• To do
Once you have read the data below, set it all down again exactly.

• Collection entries
_ _ _ _ _ _ _

PR #320, opened 2021-05-18
Gets CMake working on Windows

lokitoth:
* Also enables building dotnet bindings via CMake on Windows

### DIFF
--- a/CMakeLists.txt
+++ b/CMakeLists.txt
@@ -1,4 +1,12 @@
 cmake_minimum_required(VERSION 3.5)
+
+if(WIN32)
+  # Due to needing to configure the CMAKE platform, this needs to be included before the
+  # top-level project() declaration.
+  include(${CMAKE_CURRENT_SOURCE_DIR}/cmake/platforms/win32.cmake)
+  message(STATUS "WinSDK Version: ${CMAKE_SYSTEM_VERSION}")
+endif()
+
 project(reinforcement_learning)
 
 set(CMAKE_CXX_STANDARD 11)
@@ -14,7 +22,7 @@ if (vw_USE_AZURE_FACTORIES)
 endif()
 
 find_package(OpenSSL REQUIRED)
-find_package(Boost COMPONENTS unit_test_framework system program_options thread REQUIRED)
+find_package(Boost COMPONENTS unit_test_framework system program_options thread REQUIRED) # Boost::uuid too, but that cannot be "found" here
 
 # On MacOS, Boost::thread needs to be linked separately.
 if (${CMAKE_SYSTEM_NAME} MATCHES "Darwin")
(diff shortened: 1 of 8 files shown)


cmake/platforms/win32.cmake
```diff
@@ -0,0 +1,31 @@
...
+if(WIN32)
+  # VW targets Windows 10.0.16299.0 SDK
+  set(CMAKE_SYSTEM_VERSION "10.0.16299.0" CACHE INTERNAL "Windows SDK version to target.")
+
+  # TODO: Enable building .NET bindings via CMake on Linux 
+  option(rlclientlib_BUILD_DOTNET "Build .NET bindings" ON)
+
+  if (rlclientlib_BUILD_DOTNET)
+    cmake_minimum_required(VERSION 3.14)
+    # set(CMAKE_DOTNET_TARGET_FRAMEWORK_VERSION  "v4.5.2" CACHE INTERNAL ".NET Framework SDK version to target.")
```
olgavrou, line 20: remove commented out code

CMakeLists.txt
```diff
@@ -14,7 +22,7 @@ if (vw_USE_AZURE_FACTORIES)
 endif()
 
 find_package(OpenSSL REQUIRED)
-find_package(Boost COMPONENTS unit_test_framework system program_options thread REQUIRED)
+find_package(Boost COMPONENTS unit_test_framework system program_options thread REQUIRED) # Boost::uuid too, but that cannot be "found" here
```
olgavrou, line 25: where is it found?

bindings/cs/CMakeLists.txt
```diff
@@ -1 +1,29 @@
-add_subdirectory(rl.net.native)
+if (rlclientlib_BUILD_DOTNET)
+  set(CMAKE_MODULE_PATH ${CMAKE_MODULE_PATH} "${CMAKE_SOURCE_DIR}/cmake/Modules/")
+  include(FindDotnet)
+
+  add_subdirectory(rl.net.native)
+
+  add_custom_target(rl.net
```
jackgerrits, line 7: Can you add the sources to these targets so when a VS solution is generated they show up?

CMakeLists.txt
lokitoth: It is a header-only library, which cannot be found as a component by find_package()

bindings/cs/CMakeLists.txt
lokitoth: Done. At that point it makes sense to break them out into separate CMakeLists.txt files. 

It is somewhat of an impedance mismatch between CMake and the dotnet toolchain, as .Net developers will not naturally think to add new sources into the CMakeLists.txt file. That was one of the big gains in Sdk-style projects: including all source in the tree by default.

jackgerrits (approved):

olgavrou (approved):
LGTM :)

PR #391, opened 2025-11-03
Some optimizations and speeding up tests

ChrisJohnNOAA:
# Description

This includes several commits that are kept separate on purpose to make it easier to review.
- Two passes at reducing/removing explicit sleep calls during tests.
- Refactor to remove the StringHolder class.
- Migration to using java.nio.OutputStream.
- Multiple optimizations to String handling functions in order to reduce allocations during processing. This was largely focused on Table.readAscii performance, but many other parts of the code will get the improvements as well.
- Move to the modern java.nio.File move call (instead of the old complicated file rename approach. 
- Separate out tests that are really testing external servers and not testing the code base. These are very flaky and don't provide useful signal during development.

## Type of change


srstsavage:
Great changes! Unit test time is getting much more manageable.

PR #453, opened 2026-04-08
Update version to 2.31.0-alpha for next dev cycle/dependency updates

srstsavage:
# Description

Update version in pom.xml and EDStatic.java to 2.31.0-alpha for next development cycle.

Also perform minor upgrades on dependencies.


rmendels (approved):
I have reviewed these changes, and approve them.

_ _ _ _ _ _ _

• Final answer
PR #320, opened 2021-05-18
Gets CMake working on Windows

lokitoth:
* Also enables building dotnet bindings via CMake on Windows

### DIFF
--- a/CMakeLists.txt
+++ b/CMakeLists.txt
@@ -1,4 +1,12 @@
 cmake_minimum_required(VERSION 3.5)
+
+if(WIN32)
+  # Due to needing to configure the CMAKE platform, this needs to be included before the
+  # top-level project() declaration.
+  include(${CMAKE_CURRENT_SOURCE_DIR}/cmake/platforms/win32.cmake)
+  message(STATUS "WinSDK Version: ${CMAKE_SYSTEM_VERSION}")
+endif()
+
 project(reinforcement_learning)
 
 set(CMAKE_CXX_STANDARD 11)
@@ -14,7 +22,7 @@ if (vw_USE_AZURE_FACTORIES)
 endif()
 
 find_package(OpenSSL REQUIRED)
-find_package(Boost COMPONENTS unit_test_framework system program_options thread REQUIRED)
+find_package(Boost COMPONENTS unit_test_framework system program_options thread REQUIRED) # Boost::uuid too, but that cannot be "found" here
 
 # On MacOS, Boost::thread needs to be linked separately.
 if (${CMAKE_SYSTEM_NAME} MATCHES "Darwin")
(diff shortened: 1 of 8 files shown)


cmake/platforms/win32.cmake
```diff
@@ -0,0 +1,31 @@
...
+if(WIN32)
+  # VW targets Windows 10.0.16299.0 SDK
+  set(CMAKE_SYSTEM_VERSION "10.0.16299.0" CACHE INTERNAL "Windows SDK version to target.")
+
+  # TODO: Enable building .NET bindings via CMake on Linux 
+  option(rlclientlib_BUILD_DOTNET "Build .NET bindings" ON)
+
+  if (rlclientlib_BUILD_DOTNET)
+    cmake_minimum_required(VERSION 3.14)
+    # set(CMAKE_DOTNET_TARGET_FRAMEWORK_VERSION  "v4.5.2" CACHE INTERNAL ".NET Framework SDK version to target.")
```
olgavrou, line 20: remove commented out code

CMakeLists.txt
```diff
@@ -14,7 +22,7 @@ if (vw_USE_AZURE_FACTORIES)
 endif()
 
 find_package(OpenSSL REQUIRED)
-find_package(Boost COMPONENTS unit_test_framework system program_options thread REQUIRED)
+find_package(Boost COMPONENTS unit_test_framework system program_options thread REQUIRED) # Boost::uuid too, but that cannot be "found" here
```
olgavrou, line 25: where is it found?

bindings/cs/CMakeLists.txt
```diff
@@ -1 +1,29 @@
-add_subdirectory(rl.net.native)
+if (rlclientlib_BUILD_DOTNET)
+  set(CMAKE_MODULE_PATH ${CMAKE_MODULE_PATH} "${CMAKE_SOURCE_DIR}/cmake/Modules/")
+  include(FindDotnet)
+
+  add_subdirectory(rl.net.native)
+
+  add_custom_target(rl.net
```
jackgerrits, line 7: Can you add the sources to these targets so when a VS solution is generated they show up?

CMakeLists.txt
lokitoth: It is a header-only library, which cannot be found as a component by find_package()

bindings/cs/CMakeLists.txt
lokitoth: Done. At that point it makes sense to break them out into separate CMakeLists.txt files. 

It is somewhat of an impedance mismatch between CMake and the dotnet toolchain, as .Net developers will not naturally think to add new sources into the CMakeLists.txt file. That was one of the big gains in Sdk-style projects: including all source in the tree by default.

jackgerrits (approved):

olgavrou (approved):
LGTM :)

PR #391, opened 2025-11-03
Some optimizations and speeding up tests

ChrisJohnNOAA:
# Description

This includes several commits that are kept separate on purpose to make it easier to review.
- Two passes at reducing/removing explicit sleep calls during tests.
- Refactor to remove the StringHolder class.
- Migration to using java.nio.OutputStream.
- Multiple optimizations to String handling functions in order to reduce allocations during processing. This was largely focused on Table.readAscii performance, but many other parts of the code will get the improvements as well.
- Move to the modern java.nio.File move call (instead of the old complicated file rename approach. 
- Separate out tests that are really testing external servers and not testing the code base. These are very flaky and don't provide useful signal during development.

## Type of change


srstsavage:
Great changes! Unit test time is getting much more manageable.

PR #453, opened 2026-04-08
Update version to 2.31.0-alpha for next dev cycle/dependency updates

srstsavage:
# Description

Update version in pom.xml and EDStatic.java to 2.31.0-alpha for next development cycle.

Also perform minor upgrades on dependencies.


rmendels (approved):
I have reviewed these changes, and approve them.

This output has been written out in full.